*REQUIRED ACTION:* When you reach the line that contains "PR #8071, opened 2020-01-13" in the data below, start reproducing lines exactly, and stop after the line that contains "At least for".

------ DATASET CONTENT ------

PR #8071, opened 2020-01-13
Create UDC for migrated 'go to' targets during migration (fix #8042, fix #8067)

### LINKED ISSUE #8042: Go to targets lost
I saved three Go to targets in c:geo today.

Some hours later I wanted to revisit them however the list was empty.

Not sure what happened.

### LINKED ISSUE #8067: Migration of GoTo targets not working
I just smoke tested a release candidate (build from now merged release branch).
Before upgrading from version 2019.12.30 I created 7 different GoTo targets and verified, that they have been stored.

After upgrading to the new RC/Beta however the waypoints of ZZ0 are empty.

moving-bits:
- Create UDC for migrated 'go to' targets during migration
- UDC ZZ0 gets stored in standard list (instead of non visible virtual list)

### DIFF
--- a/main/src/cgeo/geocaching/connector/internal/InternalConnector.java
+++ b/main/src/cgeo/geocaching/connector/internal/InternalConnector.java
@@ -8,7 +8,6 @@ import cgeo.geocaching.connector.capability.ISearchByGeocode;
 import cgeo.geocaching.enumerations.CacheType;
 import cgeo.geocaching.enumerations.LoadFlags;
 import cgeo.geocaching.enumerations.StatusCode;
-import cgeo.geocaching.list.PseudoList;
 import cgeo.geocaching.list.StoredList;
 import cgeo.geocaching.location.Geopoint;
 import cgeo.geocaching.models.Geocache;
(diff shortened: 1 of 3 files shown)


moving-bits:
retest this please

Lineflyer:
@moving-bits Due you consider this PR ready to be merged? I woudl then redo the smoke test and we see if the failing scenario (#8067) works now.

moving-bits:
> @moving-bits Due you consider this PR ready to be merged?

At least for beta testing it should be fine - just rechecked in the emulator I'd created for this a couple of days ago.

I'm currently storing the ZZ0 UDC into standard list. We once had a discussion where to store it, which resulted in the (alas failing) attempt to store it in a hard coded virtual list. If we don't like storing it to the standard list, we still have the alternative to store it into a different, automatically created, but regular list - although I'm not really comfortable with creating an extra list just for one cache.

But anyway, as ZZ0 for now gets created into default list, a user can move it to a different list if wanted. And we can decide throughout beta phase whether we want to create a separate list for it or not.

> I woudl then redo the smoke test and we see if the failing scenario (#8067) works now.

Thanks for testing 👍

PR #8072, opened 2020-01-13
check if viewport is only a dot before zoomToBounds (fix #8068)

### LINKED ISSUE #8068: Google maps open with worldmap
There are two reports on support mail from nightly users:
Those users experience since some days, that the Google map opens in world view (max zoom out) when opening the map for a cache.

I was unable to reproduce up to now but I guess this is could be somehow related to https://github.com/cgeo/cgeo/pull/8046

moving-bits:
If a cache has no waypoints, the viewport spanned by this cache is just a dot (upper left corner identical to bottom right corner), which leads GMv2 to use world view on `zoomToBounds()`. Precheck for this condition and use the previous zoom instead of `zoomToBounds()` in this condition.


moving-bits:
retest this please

------
------ DATASET CONTENT ------

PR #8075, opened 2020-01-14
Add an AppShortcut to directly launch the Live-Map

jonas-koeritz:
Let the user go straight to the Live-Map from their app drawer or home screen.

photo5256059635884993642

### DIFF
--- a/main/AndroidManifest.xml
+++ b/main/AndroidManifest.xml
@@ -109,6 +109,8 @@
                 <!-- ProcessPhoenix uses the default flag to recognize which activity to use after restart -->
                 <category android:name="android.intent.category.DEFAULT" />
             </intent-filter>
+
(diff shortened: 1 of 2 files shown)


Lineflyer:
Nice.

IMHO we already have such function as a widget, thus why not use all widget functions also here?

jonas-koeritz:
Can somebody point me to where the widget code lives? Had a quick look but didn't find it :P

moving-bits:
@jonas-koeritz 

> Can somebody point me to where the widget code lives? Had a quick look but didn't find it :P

------

*YOUR RESPONSE:*
PR #8071, opened 2020-01-13
Create UDC for migrated 'go to' targets during migration (fix #8042, fix #8067)

### LINKED ISSUE #8042: Go to targets lost
I saved three Go to targets in c:geo today.

Some hours later I wanted to revisit them however the list was empty.

Not sure what happened.

### LINKED ISSUE #8067: Migration of GoTo targets not working
I just smoke tested a release candidate (build from now merged release branch).
Before upgrading from version 2019.12.30 I created 7 different GoTo targets and verified, that they have been stored.

After upgrading to the new RC/Beta however the waypoints of ZZ0 are empty.

moving-bits:
- Create UDC for migrated 'go to' targets during migration
- UDC ZZ0 gets stored in standard list (instead of non visible virtual list)

### DIFF
--- a/main/src/cgeo/geocaching/connector/internal/InternalConnector.java
+++ b/main/src/cgeo/geocaching/connector/internal/InternalConnector.java
@@ -8,7 +8,6 @@ import cgeo.geocaching.connector.capability.ISearchByGeocode;
 import cgeo.geocaching.enumerations.CacheType;
 import cgeo.geocaching.enumerations.LoadFlags;
 import cgeo.geocaching.enumerations.StatusCode;
-import cgeo.geocaching.list.PseudoList;
 import cgeo.geocaching.list.StoredList;
 import cgeo.geocaching.location.Geopoint;
 import cgeo.geocaching.models.Geocache;
(diff shortened: 1 of 3 files shown)


moving-bits:
retest this please

Lineflyer:
@moving-bits Due you consider this PR ready to be merged? I woudl then redo the smoke test and we see if the failing scenario (#8067) works now.

moving-bits:
> @moving-bits Due you consider this PR ready to be merged?

At least for beta testing it should be fine - just rechecked in the emulator I'd created for this a couple of days ago.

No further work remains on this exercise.